** Task prompt **
What is needed is an exact copy of all the records.

** Extracted records **
PR #6642, opened 2022-09-25
Fixing inverted center_crop check on Classification preset

datumbox:
Resolves https://github.com/pytorch/vision/pull/6342/files#r979421762

### DIFF
--- a/references/classification/presets.py
+++ b/references/classification/presets.py
@@ -18,10 +18,11 @@ class ClassificationPresetTrain:
         random_erase_prob=0.0,
         center_crop=False,
     ):
-        trans = (
-            [transforms.RandomResizedCrop(crop_size, interpolation=interpolation)]
+        trans = []
+        trans.append(
+            transforms.CenterCrop(crop_size)
             if center_crop
-            else [transforms.CenterCrop(crop_size)]
+            else transforms.RandomResizedCrop(crop_size, interpolation=interpolation)
         )
         if hflip_prob > 0:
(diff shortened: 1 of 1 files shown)


NicolasHug (approved):
LGTM but since we use the `bug` label for release notes and this isn't a released bug, I'd suggest to remove the label to avoid confusion

TeodorPoncu (approved):
Looks good to me, this should replicate 1:1 the setting in which the model was trained.

datumbox:
@TeodorPoncu Thanks for the review and for providing the details to verify how the model was trained. I'll add a note to to the checkpoint area to clarify that the log incorrectly reports the training argument and that the correct command is fixed in this PR. On my side, I also independently verified that `--train-center-crop` wasn't used for this model by looking back on each commit prior training.

@NicolasHug I think the tag discussion was brought up before. I understand that by tagging this as a bug, our automated script that prepares the release notes will put it under the bugs section and that requires manual cleaning (cc @YosuaMichael who is the POC of the upcoming release). One issue is that the bug tag is used to track how many bugs we introduce and solve overall. This has implications on tracking the dashboards that TorchVision maintains, the Better Engineering work, the upstream Core breakages and the classification of cherrypicks of the release (which again might be introduced only on development and might not pre-exist on previous releases). Perhaps we can avoid this by introducing an additional tag to filter these out? If you feel strongly about the tag in this PR, feel free to remove it and we can discuss it on a future weekly.

PR #298, opened 2017-08-02
GH#297 add the full xml headers

xenoterracide:


xenoterracide:
btw, you might want to put the xsd reference somewhere other than raw git, but that's all I have right now.

KengoTODA:
I think it is ok to use raw git, but it is better to use tag instead of master branch.

henrik242:
> I think it is ok to use raw git, but it is better to use tag instead of master branch.

@xenoterracide Are you looking at this?

xenoterracide:
I don't know what tag I should use, I mean it should basically be the current or next release. I mean I could do one for the existing release... 3.0.x but that has a different path from the 3.1.x so... kind of hard to know what to change it to.

henrik242:
@xenoterracide I'd go for https://raw.githubusercontent.com/spotbugs/spotbugs/3.1.0_RC5/spotbugs/etc/findbugsfilter.xsd

PR #294, opened 2017-07-31
Fixes issue #287

iloveeclipse:
Delete site directories before generating them again to avoid multiple
or obsoleted artifacts on the update sites. Also delete build data on
clean build.

Signed-off-by: Andrey Loskutov <loskutov@gmx.de>

PR #302, opened 2017-08-06
Deploy latest Eclipse Plugin automatically to gh-pages

KengoTODA:
This is related with https://github.com/spotbugs/spotbugs.github.io/pull/29
I found that we don't need `git submodule`, just make new repository https://github.com/spotbugs/eclipse-latest/ then we can host webpage at https://spotbugs.github.io/eclipse-latest/.

When changes have merged to `master` branch, Travis CI will force-push newly built update site to GitHub pages. So this is not daily-build, but more frequent so I've renamed it to `eclipse-latest`.


iloveeclipse:
@KengoTODA : good idea! I will check this tomorrow. 
Can you please also review #294?

iloveeclipse:
See https://travis-ci.org/spotbugs/spotbugs/builds/261718490?utm_source=email&utm_medium=notification

This seem to fail the build if there were no build before, also I see that travis still uses Eclipse 3.6 from cache. I think we should fix .travis.yml, I will push PR shortly.

PR #307, opened 2017-08-07
GH#296 GH#297 fix XSD so that it requires nested elements

xenoterracide:


spotbugs/etc/findbugsfilter.xsd
```diff
@@ -264,137 +317,151 @@
...
+                <element ref="fb:BugPattern"/>
+            </choice>
         </sequence>
     </complexType>
 
     <complexType name="NotType">
         <annotation>
-            <documentation></documentation>
-        </annotation>
-        <sequence maxOccurs="unbounded" minOccurs="0">
```
sewe: Why not simply switch from `minOccurs="0"` to `minOccurs="1"` here? Why making the bigger change to the nested `choice` element?

spotbugs/etc/findbugsfilter.xsd
```diff
@@ -264,137 +317,151 @@
...
         <restriction base="int">
-            <minInclusive value="1"></minInclusive>
-            <maxInclusive value="20"></maxInclusive>
+            <minInclusive value="1"/>
+            <maxInclusive value="20"/>
         </restriction>
     </simpleType>
 
     <complexType name="MatchType">
-        <sequence maxOccurs="unbounded" minOccurs="0">
```
sewe: Why not simply switch from `minOccurs="0"` to `minOccurs="1"` here? Why making the bigger change to the nested `choice` element?

spotbugs/etc/findbugsfilter.xsd
```diff
@@ -264,137 +317,151 @@
...
-            <element ref="fb:Method" maxOccurs="unbounded" minOccurs="0"></element>
-            <element ref="fb:Not" maxOccurs="unbounded" minOccurs="0"></element>
-            <element ref="fb:Or" maxOccurs="unbounded" minOccurs="0"></element>
-            <element ref="fb:Package" maxOccurs="unbounded" minOccurs="0"></element>
-            <element ref="fb:Priority" maxOccurs="unbounded" minOccurs="0"></element>
-            <element ref="fb:Rank" maxOccurs="unbounded" minOccurs="0"></element>
-            <element ref="fb:Source" maxOccurs="unbounded" minOccurs="0"></element>
+            <documentation/>
+        </annotation>
+        <sequence maxOccurs="unbounded" minOccurs="2">
```
sewe: Is `minOccurs="2"` really needed? Granted, `minOccurs="1"` is not very useful, but I can imagine a code generator emitting this as a special case.

spotbugs/etc/findbugsfilter.xsd
xenoterracide: same as above

spotbugs/etc/findbugsfilter.xsd
xenoterracide: I did it on these because with an AND and an OR I would consider it an XML issue to only have 1 sub element

xenoterracide:
ok, fixed the changes such that they are as minimal as possible, sorry my IDE did some of that, I shouldn't have sent the PR without cleaning it up.

 unfortunately a sequence of choice is mandatory to get the truly desired behavior, I tried like 6 different things before finding one that marked things invalid and suggested things appropriately. 

If you really want, I can amend the commit further so that `<And>` and `Or` don't require 2 sub-elements, but I would consider not having 2 to be a bug in your configuration, what does that mean. Especially given when if you think it does nothing, my original problem was that an empty `<And>` which would intuitively match nothing, did not.

iloveeclipse:
> guess I'm talking to myself?

I hope not always ...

** Answer to the problem **
PR #6642, opened 2022-09-25
Fixing inverted center_crop check on Classification preset

datumbox:
Resolves https://github.com/pytorch/vision/pull/6342/files#r979421762

### DIFF
--- a/references/classification/presets.py
+++ b/references/classification/presets.py
@@ -18,10 +18,11 @@ class ClassificationPresetTrain:
         random_erase_prob=0.0,
         center_crop=False,
     ):
-        trans = (
-            [transforms.RandomResizedCrop(crop_size, interpolation=interpolation)]
+        trans = []
+        trans.append(
+            transforms.CenterCrop(crop_size)
             if center_crop
-            else [transforms.CenterCrop(crop_size)]
+            else transforms.RandomResizedCrop(crop_size, interpolation=interpolation)
         )
         if hflip_prob > 0:
(diff shortened: 1 of 1 files shown)


NicolasHug (approved):
LGTM but since we use the `bug` label for release notes and this isn't a released bug, I'd suggest to remove the label to avoid confusion

TeodorPoncu (approved):
Looks good to me, this should replicate 1:1 the setting in which the model was trained.

datumbox:
@TeodorPoncu Thanks for the review and for providing the details to verify how the model was trained. I'll add a note to to the checkpoint area to clarify that the log incorrectly reports the training argument and that the correct command is fixed in this PR. On my side, I also independently verified that `--train-center-crop` wasn't used for this model by looking back on each commit prior training.

@NicolasHug I think the tag discussion was brought up before. I understand that by tagging this as a bug, our automated script that prepares the release notes will put it under the bugs section and that requires manual cleaning (cc @YosuaMichael who is the POC of the upcoming release). One issue is that the bug tag is used to track how many bugs we introduce and solve overall. This has implications on tracking the dashboards that TorchVision maintains, the Better Engineering work, the upstream Core breakages and the classification of cherrypicks of the release (which again might be introduced only on development and might not pre-exist on previous releases). Perhaps we can avoid this by introducing an additional tag to filter these out? If you feel strongly about the tag in this PR, feel free to remove it and we can discuss it on a future weekly.

PR #298, opened 2017-08-02
GH#297 add the full xml headers

xenoterracide:


xenoterracide:
btw, you might want to put the xsd reference somewhere other than raw git, but that's all I have right now.

KengoTODA:
I think it is ok to use raw git, but it is better to use tag instead of master branch.

henrik242:
> I think it is ok to use raw git, but it is better to use tag instead of master branch.

@xenoterracide Are you looking at this?

xenoterracide:
I don't know what tag I should use, I mean it should basically be the current or next release. I mean I could do one for the existing release... 3.0.x but that has a different path from the 3.1.x so... kind of hard to know what to change it to.

henrik242:
@xenoterracide I'd go for https://raw.githubusercontent.com/spotbugs/spotbugs/3.1.0_RC5/spotbugs/etc/findbugsfilter.xsd

PR #294, opened 2017-07-31
Fixes issue #287

iloveeclipse:
Delete site directories before generating them again to avoid multiple
or obsoleted artifacts on the update sites. Also delete build data on
clean build.

Signed-off-by: Andrey Loskutov <loskutov@gmx.de>

PR #302, opened 2017-08-06
Deploy latest Eclipse Plugin automatically to gh-pages

KengoTODA:
This is related with https://github.com/spotbugs/spotbugs.github.io/pull/29
I found that we don't need `git submodule`, just make new repository https://github.com/spotbugs/eclipse-latest/ then we can host webpage at https://spotbugs.github.io/eclipse-latest/.

When changes have merged to `master` branch, Travis CI will force-push newly built update site to GitHub pages. So this is not daily-build, but more frequent so I've renamed it to `eclipse-latest`.


iloveeclipse:
@KengoTODA : good idea! I will check this tomorrow. 
Can you please also review #294?

iloveeclipse:
See https://travis-ci.org/spotbugs/spotbugs/builds/261718490?utm_source=email&utm_medium=notification

This seem to fail the build if there were no build before, also I see that travis still uses Eclipse 3.6 from cache. I think we should fix .travis.yml, I will push PR shortly.

PR #307, opened 2017-08-07
GH#296 GH#297 fix XSD so that it requires nested elements

xenoterracide:


spotbugs/etc/findbugsfilter.xsd
```diff
@@ -264,137 +317,151 @@
...
+                <element ref="fb:BugPattern"/>
+            </choice>
         </sequence>
     </complexType>
 
     <complexType name="NotType">
         <annotation>
-            <documentation></documentation>
-        </annotation>
-        <sequence maxOccurs="unbounded" minOccurs="0">
```
sewe: Why not simply switch from `minOccurs="0"` to `minOccurs="1"` here? Why making the bigger change to the nested `choice` element?

spotbugs/etc/findbugsfilter.xsd
```diff
@@ -264,137 +317,151 @@
...
         <restriction base="int">
-            <minInclusive value="1"></minInclusive>
-            <maxInclusive value="20"></maxInclusive>
+            <minInclusive value="1"/>
+            <maxInclusive value="20"/>
         </restriction>
     </simpleType>
 
     <complexType name="MatchType">
-        <sequence maxOccurs="unbounded" minOccurs="0">
```
sewe: Why not simply switch from `minOccurs="0"` to `minOccurs="1"` here? Why making the bigger change to the nested `choice` element?

spotbugs/etc/findbugsfilter.xsd
```diff
@@ -264,137 +317,151 @@
...
-            <element ref="fb:Method" maxOccurs="unbounded" minOccurs="0"></element>
-            <element ref="fb:Not" maxOccurs="unbounded" minOccurs="0"></element>
-            <element ref="fb:Or" maxOccurs="unbounded" minOccurs="0"></element>
-            <element ref="fb:Package" maxOccurs="unbounded" minOccurs="0"></element>
-            <element ref="fb:Priority" maxOccurs="unbounded" minOccurs="0"></element>
-            <element ref="fb:Rank" maxOccurs="unbounded" minOccurs="0"></element>
-            <element ref="fb:Source" maxOccurs="unbounded" minOccurs="0"></element>
+            <documentation/>
+        </annotation>
+        <sequence maxOccurs="unbounded" minOccurs="2">
```
sewe: Is `minOccurs="2"` really needed? Granted, `minOccurs="1"` is not very useful, but I can imagine a code generator emitting this as a special case.

spotbugs/etc/findbugsfilter.xsd
xenoterracide: same as above

spotbugs/etc/findbugsfilter.xsd
xenoterracide: I did it on these because with an AND and an OR I would consider it an XML issue to only have 1 sub element

xenoterracide:
ok, fixed the changes such that they are as minimal as possible, sorry my IDE did some of that, I shouldn't have sent the PR without cleaning it up.

 unfortunately a sequence of choice is mandatory to get the truly desired behavior, I tried like 6 different things before finding one that marked things invalid and suggested things appropriately. 

If you really want, I can amend the commit further so that `<And>` and `Or` don't require 2 sub-elements, but I would consider not having 2 to be a bug in your configuration, what does that mean. Especially given when if you think it does nothing, my original problem was that an empty `<And>` which would intuitively match nothing, did not.

iloveeclipse:
> guess I'm talking to myself?

I hope not always ...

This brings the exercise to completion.